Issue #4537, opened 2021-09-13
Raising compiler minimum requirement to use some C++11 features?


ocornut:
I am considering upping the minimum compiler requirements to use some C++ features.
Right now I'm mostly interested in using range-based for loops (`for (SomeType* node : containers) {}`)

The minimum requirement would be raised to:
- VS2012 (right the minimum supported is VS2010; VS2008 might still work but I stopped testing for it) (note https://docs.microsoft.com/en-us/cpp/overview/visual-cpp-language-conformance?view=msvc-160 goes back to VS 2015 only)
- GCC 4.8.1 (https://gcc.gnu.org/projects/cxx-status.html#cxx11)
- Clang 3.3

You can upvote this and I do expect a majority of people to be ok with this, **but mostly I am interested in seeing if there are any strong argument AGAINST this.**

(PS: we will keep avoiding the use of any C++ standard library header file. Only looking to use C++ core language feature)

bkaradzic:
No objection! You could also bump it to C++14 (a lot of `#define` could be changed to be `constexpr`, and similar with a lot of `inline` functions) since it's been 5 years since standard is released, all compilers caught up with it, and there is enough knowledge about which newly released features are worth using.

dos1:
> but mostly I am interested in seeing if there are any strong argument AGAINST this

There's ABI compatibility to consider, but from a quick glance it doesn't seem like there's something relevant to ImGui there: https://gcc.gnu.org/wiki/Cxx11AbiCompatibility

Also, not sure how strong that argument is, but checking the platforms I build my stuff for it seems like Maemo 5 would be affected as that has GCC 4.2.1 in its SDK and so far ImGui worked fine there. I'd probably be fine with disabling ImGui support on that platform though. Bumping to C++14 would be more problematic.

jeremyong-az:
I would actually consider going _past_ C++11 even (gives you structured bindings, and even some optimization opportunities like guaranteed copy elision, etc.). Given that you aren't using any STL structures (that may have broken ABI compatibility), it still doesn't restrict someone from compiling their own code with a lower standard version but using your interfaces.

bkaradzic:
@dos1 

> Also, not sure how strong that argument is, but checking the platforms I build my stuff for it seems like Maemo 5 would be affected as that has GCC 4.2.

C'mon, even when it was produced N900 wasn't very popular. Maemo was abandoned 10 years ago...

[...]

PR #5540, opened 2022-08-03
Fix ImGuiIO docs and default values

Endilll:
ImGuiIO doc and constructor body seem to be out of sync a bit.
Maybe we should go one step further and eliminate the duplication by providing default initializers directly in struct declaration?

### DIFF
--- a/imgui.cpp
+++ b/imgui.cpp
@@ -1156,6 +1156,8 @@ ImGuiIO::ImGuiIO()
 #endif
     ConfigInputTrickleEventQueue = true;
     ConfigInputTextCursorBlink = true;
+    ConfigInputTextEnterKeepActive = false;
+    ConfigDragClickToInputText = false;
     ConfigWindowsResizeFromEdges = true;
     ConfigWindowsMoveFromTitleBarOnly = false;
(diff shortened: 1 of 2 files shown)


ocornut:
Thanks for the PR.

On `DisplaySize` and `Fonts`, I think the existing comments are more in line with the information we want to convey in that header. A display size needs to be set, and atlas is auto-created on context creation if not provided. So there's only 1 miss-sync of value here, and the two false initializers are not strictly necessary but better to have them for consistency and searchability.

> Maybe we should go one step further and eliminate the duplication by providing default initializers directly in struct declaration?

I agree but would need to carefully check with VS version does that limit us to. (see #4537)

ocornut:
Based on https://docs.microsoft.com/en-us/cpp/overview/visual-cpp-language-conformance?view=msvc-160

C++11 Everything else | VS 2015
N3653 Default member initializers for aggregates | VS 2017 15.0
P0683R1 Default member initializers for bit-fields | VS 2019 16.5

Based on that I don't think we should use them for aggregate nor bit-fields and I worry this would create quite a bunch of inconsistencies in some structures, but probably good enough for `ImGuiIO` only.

================================

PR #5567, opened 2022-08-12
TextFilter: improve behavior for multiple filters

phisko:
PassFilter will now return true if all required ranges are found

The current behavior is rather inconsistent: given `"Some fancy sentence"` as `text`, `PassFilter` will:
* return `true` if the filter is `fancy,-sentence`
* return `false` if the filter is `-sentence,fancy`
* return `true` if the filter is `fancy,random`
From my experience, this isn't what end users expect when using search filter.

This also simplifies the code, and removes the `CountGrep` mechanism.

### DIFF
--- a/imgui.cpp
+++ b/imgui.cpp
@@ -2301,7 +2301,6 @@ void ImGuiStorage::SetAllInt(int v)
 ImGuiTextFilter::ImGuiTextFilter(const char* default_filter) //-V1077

================================

* **Exercise aim**: If a line in the listing holds the word "sync", copy it out.

* **The completed task**:
ImGuiIO doc and constructor body seem to be out of sync a bit.
On `DisplaySize` and `Fonts`, I think the existing comments are more in line with the information we want to convey in that header. A display size needs to be set, and atlas is auto-created on context creation if not provided. So there's only 1 miss-sync of value here, and the two false initializers are not strictly necessary but better to have them for consistency and searchability.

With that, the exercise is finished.